México después del dos de junio

Verónica Ugarte

El próximo dos de junio se celebran las elecciones para elegir al próximo Presidente de México. Después de meses de campañas llenas de insultos por parte de la candidata de la oposición, y de tres debates donde ha quedado claro que todavía no se entiende en el país norteamericano que un debate es una oportunidad para explicar ideas y planes y no un circo donde los payasos no han sido invitados, es seguro que el 1 de octubre Claudia Sheinbaum rendirá protesta como Presidente para los siguientes seis años.

Durante su sexenio, López Obrador retiró a los expresidentes la pensión vitalicia, que no estaba bajo ninguna legislación, sino que se trataba de un pacto no escrito. Estamos hablando de casi 3.327.780 euros al año que cobraban cinco ex mandatarios, de los cuales solo uno vive en México. Ese mismo que en 2000 acabó con 71 años de priísmo y ahora ataca al actual Presidente por haberle retirado esa pensión, además de exigir sin rubor alguno que las ayudas sociales deben ser retiradas.

Con esta medida, más el haber aumentado el salario mínimo en un 110%, López Obrador se ganó el respeto y agradecimiento de gran parte de la población mexicana. Añadiendo que invirtió en el Tren Maya, luchó contra el narcotráfico de una manera más inteligente que otros Presidentes, bajó el precio de la canasta básica y, en materia de política exterior, hizo lo posible por no pelearse con Trump, nos queda un panorama donde mantiene una alta aceptación e índice de popularidad.

Esa es parte del México que le deja a Sheinbaum.

¿Y qué hizo ella como Jefa de Gobierno de la Ciudad de México?

Modernizó el sistema de transporte de la Ciudad y no le tembló el pulso al momento de invertir donde era necesario. Apoyó la educación pública recordando que es un derecho y no un privilegio. Fundó dos Universidades y las llamadas Escuelas de Código Pilares, que actualmente tienen 29 sedes.
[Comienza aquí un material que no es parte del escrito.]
PR #4308, opened 2017-08-12
PATCH fix: thumbnail/large/icon image-url changes to null if provided

### LINKED ISSUE #4307: Bug: thumbnail/large/icon image-url changes to null if provided in PATCH

shubham-padia:
fixes #4307 

Changes:
The fields are already read only, no need to delete them. 

cc: @iamareebjamal No error will be produced as is the standard with read-only fields, they will be ignored


shubham-padia:
@SaptakS Done :)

Logró reducir los delitos de alto impacto en las calles y transporte público. Fundó las Unidades Territoriales de Atención y Prevención de la Violencia de Género. Salud no le fue indiferente ya que creó tres hospitales públicos. Todo esto solo en cinco años. Pero no debemos olvidar que no es lo mismo gobernar una ciudad de 20 millones de habitantes que un país de más de cien millones.

¿Qué le espera a la nueva Presidente en un país con altos índices de delincuencia, economía en negro, migración y la siempre presente guerra contra el narcotráfico?

Deberá ser fiel a sus compromisos, no solo morales, sino también con lo que se le pide y se le debe exigir. Debe encarar los ataques de dos partidos al borde de la extinción, pero que no por ello han perdido sus conexiones con quienes poseen el 90% de la riqueza del país, que es el 10% de la población. México es un país lleno de injusticias que se vienen arrastrando desde hace ochenta y nueve años. López Obrador puede no ser mi personaje favorito pero, en aras de una visión casi imparcial, logró iniciar un cambio el cual debe ser continuado por su sucesora. Al mismo tiempo, ella deberá tomar las distancias hacia su predecesor en el cargo y afianzar su propio camino y marca.

En Política no existe nada más absurdo que la esperanza y México es un país donde esta siempre está presente durante los cambios de Gobierno Federal. Hace años que afirmo que yo no le pedía nada a los Gobiernos. Les exigía cumplir con su deber como representantes del Pueblo que los había elegido. Pero el país que me vio nacer es muy emocional en sus actos y reacciones.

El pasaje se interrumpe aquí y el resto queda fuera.